Introduction High rates of sexual partner concurrency have been shown to facilitate the spread of various sexually transmitted infections. Assessments of explicit attitudes to concurrency have however found little difference between populations. We developed a concurrency implicit associations test (C-IAT) to assess if implicit attitudes towards concurrency may vary between individuals and populations and what the correlates of these variations are.

Methods We recruited 869 Belgian (mean age 22.9, SD 5.1) and 70 South African (mean age 22.1, SD 2.5) university students to complete the C-IAT together with a questionnaire concerning sexual behaviour and explicit attitudes to concurrency.

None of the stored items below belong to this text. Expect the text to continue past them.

PR #271, opened 2025-10-01
feat: app method call support in ffi composer

joe-p:
Adds support for app method calls to the composer

### DIFF
--- a/crates/algokit_utils_ffi/src/transactions/app_call.rs
+++ b/crates/algokit_utils_ffi/src/transactions/app_call.rs
@@ -193,6 +193,12 @@ impl From<RustABIMethod> for ABIMethod {
 pub enum AppMethodCallArg {
     ABIValue(Arc<ABIValue>),
     AppCreateCall(AppCreateParams),
+    AppUpdateCall(AppUpdateParams),
+    AppDeleteCall(AppDeleteParams),
+    AppCallMethodCall(AppCallMethodCallParams),
+    AppCreateMethodCall(AppCreateMethodCallParams),
+    AppUpdateMethodCall(AppUpdateMethodCallParams),
+    AppDeleteMethodCall(AppDeleteMethodCallParams),
 }
 
 impl From<AppMethodCallArg> for algokit_utils::transactions::app_call::AppMethodCallArg {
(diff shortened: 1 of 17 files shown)


crates/algokit_utils_ffi/src/transactions/app_call.rs
```diff
@@ -0,0 +1,624 @@
...
+                app_create_params,
+            ) => AppMethodCallArg::AppCreateCall(app_create_params.into()),
+            _ => todo!(),
+        }
+    }
+}
+
+create_transaction_params! {
+    #[derive(uniffi::Record)]
+    pub struct AppCallMethodCallParams {
```
lempira, line 231: I don't see `AppCreateMethodCallParams`, `AppUpdateMethodCallParams`, `AppDeleteMethodCallParams`. Are they in scope?

crates/algokit_utils_ffi/src/transactions/composer.rs
```diff
@@ -182,6 +182,36 @@ impl Composer {
                 message: e.to_string(),
             })
     }
+
+    fn add_app_create(&self, params: super::app_call::AppCreateParams) -> Result<(), UtilsError> {
```
lempira, line 186: In comparing the composers, i also see these in the `algokit_utils` crate: `add_app_create_method_call`, `add_app_update_method_call`, `add_app_delete_method_call`, `add_app_update`, `add_app_delete`

crates/algokit_utils_ffi/src/transactions/app_call.rs
```diff
@@ -0,0 +1,624 @@
...
+    FfiTransactionSignerFromRust, RustTransactionSignerFromFfi, TransactionSigner, UtilsError,
+};
+
+use algokit_utils::transactions::app_call::{
+    AppCallParams as RustAppCallParams, AppCreateParams as RustAppCreateParams,
+};
+
+use algokit_abi::ABIMethodArg as RustABIMethodArg;
+use algokit_abi::ABIMethodArgType as RustABIMethodArgType;
+
```
lempira, line 19: Should we also add the `ABIDefaultValue` from the core utils

crates/algokit_utils_ffi/src/transactions/app_call.rs
```diff
@@ -0,0 +1,624 @@
+use crate::abi::{abi_type::ABIType, abi_value::ABIValue};
```
lempira, line 1: I am not seeing `ABIReturn`

joe-p: Since we don't have algod client we don't have the full response modeled. We can add ABI return now though if you want

lempira (approved):

PR #272, opened 2025-10-02
Refactor/composer results

PatrickDinh:
Fixes #

## Proposed Changes

-
-
-

### DIFF
--- a/crates/algokit_utils/tests/applications/app_client/send.rs
+++ b/crates/algokit_utils/tests/applications/app_client/send.rs
@@ -35,10 +35,7 @@ async fn test_create_then_call_app(
         )
         .await?;
 
-    let abi_return = result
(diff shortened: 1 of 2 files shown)


joe-p:
Haven't done a proper review yet, but I will say that `primary_result` seems a bit strange to me. Maybe this? 

```rs
#[derive(Debug, Clone)]
pub struct SendAppMethodCallResult {
    /// The result of the primary (last) transaction
    pub result: TransactionResult,
    /// All transaction results from the composer
    pub group_results: Vec<TransactionResult>,
    /// The group ID (optional)
    pub group: Option<Byte32>,
}
```

I think the main thing for me is that `primary_result` seems more verbose and less discoverable for something that is probably going to be the most commonly desired field

PR #273, opened 2025-10-02
Feat/foreign trait testing

lempira:
## Summary

Implements cross-language FFI testing infrastructure using foreign traits to enable Python-side async test orchestration with Rust business logic. This allows Python tests to control async execution while delegating transaction composition to Rust's FFI Composer.

**Key changes:**
- Add foreign trait pattern for cross-language testing:
  - `ComposerTrait` - transaction composition with all transaction types
  - `ComposerFactory` - factory pattern for creating fresh composer instances
  - `TransactionSigner` - async transaction signing interface
  - `TransactionSignerGetter` - retrieve signers by address
  - `AlgodClientTrait` - algod client operations
- Implement Python wrapper (`PythonComposer`) that delegates to Rust FFI `Composer`
- Add comprehensive FFI test coverage for asset freeze txn only (asset freeze/unfreeze workflows)
- Simplify Composer API by storing dependencies internally (algod_client, signer_getter) to eliminate redundant parameter passing

## Test Plan

- [x] Asset freeze/unfreeze cross-language FFI tests pass
- [x] Python async wrapper correctly delegates to Rust Composer


packages/python/algokit_utils/algokit_utils/ffi_composer.py
```diff
@@ -0,0 +1,129 @@
...
+    def __init__(self, algod_client, signer_getter):
+        """
+        Args:
+            algod_client: The concrete AlgodClient FFI object
+            signer_getter: The TransactionSignerGetter implementation
+        """
+        self.algod_client = algod_client
+        self.signer_getter = signer_getter
+
+    def create_composer(self):
```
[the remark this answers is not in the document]
lempira: done

crates/algokit_utils_ffi/src/lib.rs
```diff
@@ -1,5 +1,6 @@
 pub mod abi;
 pub mod clients;
+pub mod tests;
```
joe-p, line 3: We probably should put this behind a feature flag. We don't need to do it in this PR, but maybe add a TODO?

joe-p (approved):
LGTM. Some things we definitely want to change before prod but shouldn't block this PR. 

Also question: Do we want to keep the `test_utils.py` file now that we have the trait-based testing?

crates/algokit_utils_ffi/src/lib.rs
lempira: done

PR #274, opened 2025-10-06
feat: adds typed block endpoint models; minor fixes in generators; fixes to nodely endpoints

aorumbayev:
Adds comprehensive Block schema and SignedTxnInBlock model, enhancing type safety.

Also:
- Adds manual templates specifically for the complex block endpoint response


crates/algod_client/src/models/signed_txn_in_block.rs
```diff
@@ -0,0 +1,96 @@
...
+    pub sender_rewards: Option<u64>,
+    /// [rr] Receiver rewards.
+    #[serde(rename = "rr", skip_serializing_if = "Option::is_none")]
+    pub receiver_rewards: Option<u64>,
+    /// [rc] Close rewards.
+    #[serde(rename = "rc", skip_serializing_if = "Option::is_none")]
+    pub close_rewards: Option<u64>,
+    /// [dt] State changes from app execution.
+    #[serde(rename = "dt", skip_serializing_if = "Option::is_none")]
+    pub eval_delta: Option<UnknownJsonValue>,
```
joe-p, line 62: Don't we already have EvalDelta model? Or is the model different on this endpoint?

crates/algod_client/src/models/signed_txn_in_block.rs
```diff
@@ -0,0 +1,96 @@
...
+
+use algokit_transact::AlgorandMsgpack;
+
+use crate::models::UnknownJsonValue;
+
+/// SignedTxnInBlock is a SignedTransaction with additional ApplyData and block-specific metadata.
+#[serde_as]
+#[derive(Clone, Default, Debug, PartialEq, Serialize, Deserialize)]
+#[cfg_attr(feature = "ffi_uniffi", derive(uniffi::Record))]
+pub struct SignedTxnInBlock {
```
joe-p, line 28: Can you elaborate on why we need a completely new struct and not just add a model that wraps the existing AlgokitSignedTransaciton? Something similar to `SignedTxnWithAD` in go-algorand:

```go
type SignedTxnWithAD struct {
	_struct struct{} `codec:",omitempty,omitemptyarray"`

	SignedTxn
	ApplyData
}
```

crates/algod_client/src/models/signed_txn_in_block.rs
aorumbayev: Yes, we already have the TEAL value-level EvalDelta model. But the block endpoint’s dt is transactions.ApplyData.EvalDelta, a different, larger struct that includes GlobalDelta/LocalDeltas of StateDelta (which use the TEAL value EvalDelta entries), plus logs and inner transactions. I think its better defer to a raw msgpack bytes for now and add an injected typed model later if we need it.

PR #279, opened 2025-10-09
ci: ci and cd jobs for utils ts distribution via verdacio; replacing bun with npm for root semantic release deps;

aorumbayev:
Tested with my tmp instance of verdaccio on a fork.

IMPORTANT: The following VERDACCIO_URL var and VERDACCIO_TOKEN secret must be set on repo prior to merging (cc @lempira )

### DIFF
--- a/.github/workflows/typescript_ci_cd.yml
+++ b/.github/workflows/typescript_ci_cd.yml
@@ -56,11 +56,11 @@ jobs:
 
       - name: Install dependencies (workspace)
         working-directory: packages/typescript
-        run: npm ci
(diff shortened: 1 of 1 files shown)


joe-p (approved):

aorumbayev:
Hey @lempira any chance you can take a look? We would need the secrets set on the repo before we can merge the PR. Otherwise if you need more time for review and verdaccio setup would it be better to then split this pr into CI and CD parts as CI bit can be merged without waiting for verdaccio setup.

PR #281, opened 2025-10-15
Implement account manager abstraction in Rust

PatrickDinh:
Implementation of the account manager abstraction.
- This doesn't support multisig and logicsig account yet.
- Some abstractions for test fixtures such as the `LocalNetDispenser` and `TestAccount` were replaced by the account manager and `SigningAccount`.


crates/algokit_utils/src/clients/testnet_dispenser_client.rs
```diff
@@ -0,0 +1,259 @@
...
+    ///
+    /// # Parameters
+    /// * `params` - Optional TestNetDispenserApiClientParams parameters.
+    ///
+    /// # Returns
+    /// A new `TestNetDispenserApiClient` instance or an error if the auth token cannot be determined.
+    pub fn new(params: Option<TestNetDispenserApiClientParams>) -> Result<Self, DispenserError> {
+        use std::env;
+
+        let auth_token = if let Some(ref p) = params {
```
aorumbayev: If a user passes Some(TestNetDispenserApiClientParams { auth_token: None, ... }), the environment variable will be ignored

aorumbayev (approved):

PR #327, opened 2026-01-16
fix: optional timestamp genesis

joe-p:
Fixes the timestamp in the genesis response not being optional

Needs #323 to merge first


joe-p:
Closing in favor of #332

PR #331, opened 2026-01-31
chore: disable default feature of http client

joe-p:


lempira (approved):
Just to confirm, this was done so that someone needing a specific implementation of the HTTP client doesn't have to pull in the default implementation, right? You would have to opt in to the default implementation now, correct?

joe-p:
Yes exactly. Mainly useful for WASM where you can't use the default client.

PR #332, opened 2026-01-31
fix: optional genesis timestamp

joe-p:


lempira (approved):
Would be good to start using the upstream algokit-oas-generator like utils-ts and utils-py, but this is a separate effort.

PR #95, opened 2016-01-20
Add Queen Attack

robtimp:
Add Queen Attack exercise.

### DIFF
--- a/queen-attack/QueenAttackExample.swift
+++ b/queen-attack/QueenAttackExample.swift
@@ -1,0 +1,66 @@
+import Foundation
+
+// Apple Swift version 2.1
+
+struct Queens {
+    
+    enum InitError: ErrorType {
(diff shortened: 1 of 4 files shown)


queen-attack/QueenAttackExample.swift
```diff
@@ -0,0 +1,66 @@
+// Foundation not needed
+
+// Apple Swift version 2.1
+
+struct Queens {
+    
+    enum InitError: ErrorType {
+        case SameSpace
+        case IncorrectNumberOfCoordinates
+        case InvalidCoordinates
```
masters3d: Are you going to test the other two cases?

robtimp: Ok, good idea!

masters3d:
Nice! Thanks for all the good work.

PR #100, opened 2016-01-21
Add Binary Search

robtimp:


masters3d:
Looks good but could you redo the pull request with just one commit? I don't know git that well but I've notice when I've merge duplicating commits that those files then have merge conflicts. 

Sometimes you can go to the last commit on the remote origin and check it out locally. I'm going to close this one. (I know there is a way to squash commits on the remote but I haven done that before.)

kytrinyx:
This is the process @robtimp could use to fix this pull request instead of opening a new one.
http://blog.steveklabnik.com/posts/2012-11-08-how-to-squash-commits-in-a-github-pull-request

If you want to do this yourself, @masters3d, then you can say:

```
git fetch origin refs/pull/100/head
git checkout -b binary-search FETCH_HEAD
```

Then squash locally, which should make @robtimp the author and you the committer.

Then you can switch to master and `git merge --no-ff binary-search`, and change the merge message to something like _Merge pull request #100 from robtimp/binary-search_.

masters3d:
That was very cool. Thanks for the instructions! @kytrinyx 
It wasn't as scary as I thought it was going to be an I even learned some vi commands. =)

kytrinyx:
You can also set the editor as an environment variable--can't remember what it is though. GIT_EDITOR? Just EDITOR? Not sure.

masters3d:
ah interesting. 
http://stackoverflow.com/questions/2596805/how-do-i-make-git-use-the-editor-of-my-choice-for-commits
Once I knew how to exit recoding and insert mode, I was back on business. Not bad. I need to learn Vim at some point.

kytrinyx:
I feel like on a scale from 1 to 10 "I should learn vim sometime" falls around a 2. I mean I actually do use vim, but that's immaterial. If you have an editor that works for you, then changing editors is going to have to give you a pretty serious bump in productivity for it to be worth the hit in productivity to actually learn to use it.

PR #102, opened 2016-01-27
Add Binary Search Tree exercise

robtimp:
@masters3d I don't believe a solution is currently possible with structs (I get an error that `Recursive value type BinarySearchTree<T> is not allowed` when I try), but I'm using `var` instead of `let` just in case. 

Any thoughts on that?

### DIFF
--- a/config.json
+++ b/config.json
@@ -55,7 +55,8 @@
     "kindergarten-garden",
     "robot-simulator",
     "queen-attack",
-    "binary-search"
+    "binary-search",
+    "binary-search-tree"
   ],
   "deprecated": [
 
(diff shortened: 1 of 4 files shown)


masters3d:
I'll take a look this evening. I know that for the linked list exercises I had to use a class eventhough a struct based solution was possible but it required jumping through many hoops.

robtimp:
@masters3d Could also probably be done with an enum, using `indirect`, but a class is definitely the simplest solution.

masters3d:
waynewbishop.com/swift/binary-search-trees/

Looks good, it's just a glorified Linked list. Thanks.

masters3d:
Ah yeah, the new indirect enums would do it.

PR #106, opened 2016-01-30
Revert "update isosceles test"

masters3d:
Reverts exercism/xswift#105


masters3d:
https://github.com/exercism/xswift/issues/104

kytrinyx:
I'm tempted to suggest taking out the edge case, since the distinction between degenerate triangles and "not a triangle" is so subtle, and kind of beside the point here. What do you think?

masters3d:
I agree with this.

PR #107, opened 2016-01-31
Remove edge case 2-4-2 triangle

masters3d:


masters3d:
https://github.com/exercism/xswift/issues/104

PR #108, opened 2016-02-01
Add Largest Series Product exercise

robtimp:


exercises/largest-series-product/LargestSeriesProductExample.swift
```diff
@@ -0,0 +1,51 @@
+// Foundation not needed
```
masters3d: Do you need foundation here? I am just trying to prepare for Open Source Swift so we can run and linux and most of the Open Foundation classes have not been implemented.

robtimp: No, I just took it out.

masters3d:
Thanks!

PR #112, opened 2016-02-04
Add Minesweeper exercise

robtimp:
@masters3d Are you ok including `Foundation` for this one? Otherwise the border validation will be trickier.


masters3d:
Yes for regex. Hopefully we get good support later with open foundation. We can always change later.

PR #113, opened 2016-02-05
Add OCR Numbers exercise

robtimp:
@masters3d I've attempted to improve on the Ruby version by validating the input has a correct number of lines and columns.

### DIFF
--- a/exercises/ocr-numbers/OcrNumbersTest.swift
+++ b/exercises/ocr-numbers/OcrNumbersTest.swift
@@ -1,0 +1,189 @@
+import XCTest
+
+// Apple Swift version 2.1
+
+class OcrNumbersTest: XCTestCase {
+    
+    func testRecognizeZero() {
+        let text =  " _ \n" +
+                    "| |\n" +
+                    "|_|\n" +
+                    "   "
+        XCTAssertEqual("0", try? OCR(text).converted())
+    }
+    
+    func testRecognizeOne() {
+        let text =  "   \n" +
+                    "  |\n" +
+                    "  |\n" +
+                    "   "
+        XCTAssertEqual("1", try? OCR(text).converted())
+    }
+
+    func testRecognizeTwo() {
+        let text =  " _ \n" +
+                    " _|\n" +
+                    "|_ \n" +
+                    "   "
+        XCTAssertEqual("2", try? OCR(text).converted())
+    }
+    
+    func testRecognizeThree() {
+        let text =  " _ \n" +
+                    " _|\n" +
+                    " _|\n" +
+                    "   "
+        XCTAssertEqual("3", try? OCR(text).converted())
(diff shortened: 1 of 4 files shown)


exercises/ocr-numbers/OcrNumbersTest.swift
```diff
@@ -0,0 +1,187 @@
...
+        
+        do {
+            let text =
+                "    _\n" +
+                "  | _\n" +
+                "  ||_\n" +
+                "     "
+            let _ = try OCR(text)
+        } catch OCR.Error.InvalidNumberOfColumns {
+            throwsInvalidNumberOfColumnsError = true
```
masters3d: Can you return here after this assignment?

exercises/ocr-numbers/OcrNumbersTest.swift
```diff
@@ -0,0 +1,187 @@
...
+// Apple Swift version 2.1
+
+class OcrNumbersTest: XCTestCase {
+    
+    func testRecognizeZero() {
+        let text =  " _ \n" +
+                    "| |\n" +
+                    "|_|\n" +
+                    "   "
+        XCTAssertEqual("0", try? OCR(text).convert())
```
masters3d: Let's call this 'converted' if is not mutating to start following the new naming guidelines. (Well need to revise the rest of the problems once that comes out. )

robtimp: Ah, good call!

robtimp:
@masters3d Ok, updated

exercises/ocr-numbers/OcrNumbersTest.swift
```diff
@@ -0,0 +1,189 @@
...
+        
+        do {
+            let text =
+                "    _  _ \n" +
+                "  | _| _|"
+            let _ = try OCR(text)
+        } catch OCR.Error.InvalidNumberOfLines {
+            throwsInvalidNumberOfLinesError = true
+            return
+        } catch {
```
masters3d: Do you need two catches here? :)

exercises/ocr-numbers/OcrNumbersTest.swift
masters3d: Maybe I am missing something about catching.

masters3d: I get it, you are catching any other error. Mmm. Let's go for it.

masters3d:
Thanks. Looks good. I wish swift error catching was a little more elegant.

exercises/ocr-numbers/OcrNumbersTest.swift
robtimp: Yep, `catch` statements have to be exhaustive.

Results The Belgian students C-IATs demonstrated a strong preference for monogamy (−0.78, SD=0.41), with 93.2% of participants having a pro-monogamy C-IAT. The South Africans’ C-IAT demonstrated little preference for concurrency or monogamy (−0.009, SD=0.43), with 34.7% having a pro-monogamy C-IAT (p<0.0001). The South Africans also reported more concurrent sexual behaviour than the Belgians. At a population- but not an individual-level, the C-IAT was a better predictor of actual concurrent behaviour than explicit norms towards concurrency.

Conclusion We found larger differences in implicit than explicit attitudes towards concurrency between populations. These findings need to be replicated in larger samples.